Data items
____________
PR #284, opened 2018-03-29
Fix cachetools dependency version

guewen:
The current version of cachetools is 2.0.1, so > won't work.
The dependency in the requirements.txt is >=2.0.1

PR #285, opened 2018-03-30
Fix cachetools dependency version and docs

simahawk:
replaces https://github.com/OCA/connector/pull/284 as Guewen is on holidays :)

### DIFF
--- a/connector/doc/api/api_backend.rst
+++ b/connector/doc/api/api_backend.rst
@@ -9,7 +9,7 @@ Backend Model
 *************
 
 
-.. autoclass:: connector.backend_model.ConnectorBackend
+.. autoclass:: connector.models.backend_model.ConnectorBackend
    :members:
    :undoc-members:
    :show-inheritance:
@@ -20,7 +20,7 @@ Backend Model
 Binding Model
 *************
 
-.. autoclass:: connector.backend_model.ExternalBinding
+.. autoclass:: connector.models.backend_model.ExternalBinding
    :members:
    :undoc-members:
    :show-inheritance:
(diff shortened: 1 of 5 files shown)


simahawk:
1st error is gone \o/ still some docs errors

simahawk:
I don't why it fails like this. 
```bash
The command "if [ "$DOCS" != "1" ] ; then travis_run_tests; fi" exited with 0.
6.19s$ if [ "$DOCS" == "1" ] ; then ./.travis_build_doc; fi
Running Sphinx v1.7.2
loading translations [en]... done
making output directory...
loading pickled environment... not yet created
loading intersphinx inventory from http://www.odoo-magento-connector.com/objects.inv...
intersphinx inventory has moved: http://www.odoo-magento-connector.com/objects.inv -> http://odoo-magento-connector.com/objects.inv
loading intersphinx inventory from http://docs.python.org/objects.inv...
intersphinx inventory has moved: http://docs.python.org/objects.inv -> https://docs.python.org/3/objects.inv
loading intersphinx inventory from https://www.odoo.com/documentation/10.0/objects.inv...
building [mo]: targets for 0 po files that are out of date
building [html]: targets for 17 source files that are out of date
updating environment: 17 added, 0 changed, 0 removed
reading sources... [  5%] api/api_backend
Recursion error:
maximum recursion depth exceeded
```

guewen:
I fails with a recursion error when trying to autodocument odoo fields, I don't know why, but anyway I don't think we need to list the model fields in the doc. Proposal here: #296 (it replaces this one).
____________
→ **Work item**
What you return must match the data above character for character.

→ **Answer to this problem**
PR #284, opened 2018-03-29
Fix cachetools dependency version

guewen:
The current version of cachetools is 2.0.1, so > won't work.
The dependency in the requirements.txt is >=2.0.1

PR #285, opened 2018-03-30
Fix cachetools dependency version and docs

simahawk:
replaces https://github.com/OCA/connector/pull/284 as Guewen is on holidays :)

### DIFF
--- a/connector/doc/api/api_backend.rst
+++ b/connector/doc/api/api_backend.rst
@@ -9,7 +9,7 @@ Backend Model
 *************
 
 
-.. autoclass:: connector.backend_model.ConnectorBackend
+.. autoclass:: connector.models.backend_model.ConnectorBackend
    :members:
    :undoc-members:
    :show-inheritance:
@@ -20,7 +20,7 @@ Backend Model
 Binding Model
 *************
 
-.. autoclass:: connector.backend_model.ExternalBinding
+.. autoclass:: connector.models.backend_model.ExternalBinding
    :members:
    :undoc-members:
    :show-inheritance:
(diff shortened: 1 of 5 files shown)


simahawk:
1st error is gone \o/ still some docs errors

simahawk:
I don't why it fails like this. 
```bash
The command "if [ "$DOCS" != "1" ] ; then travis_run_tests; fi" exited with 0.
6.19s$ if [ "$DOCS" == "1" ] ; then ./.travis_build_doc; fi
Running Sphinx v1.7.2
loading translations [en]... done
making output directory...
loading pickled environment... not yet created
loading intersphinx inventory from http://www.odoo-magento-connector.com/objects.inv...
intersphinx inventory has moved: http://www.odoo-magento-connector.com/objects.inv -> http://odoo-magento-connector.com/objects.inv
loading intersphinx inventory from http://docs.python.org/objects.inv...
intersphinx inventory has moved: http://docs.python.org/objects.inv -> https://docs.python.org/3/objects.inv
loading intersphinx inventory from https://www.odoo.com/documentation/10.0/objects.inv...
building [mo]: targets for 0 po files that are out of date
building [html]: targets for 17 source files that are out of date
updating environment: 17 added, 0 changed, 0 removed
reading sources... [  5%] api/api_backend
Recursion error:
maximum recursion depth exceeded
```

guewen:
I fails with a recursion error when trying to autodocument odoo fields, I don't know why, but anyway I don't think we need to list the model fields in the doc. Proposal here: #296 (it replaces this one).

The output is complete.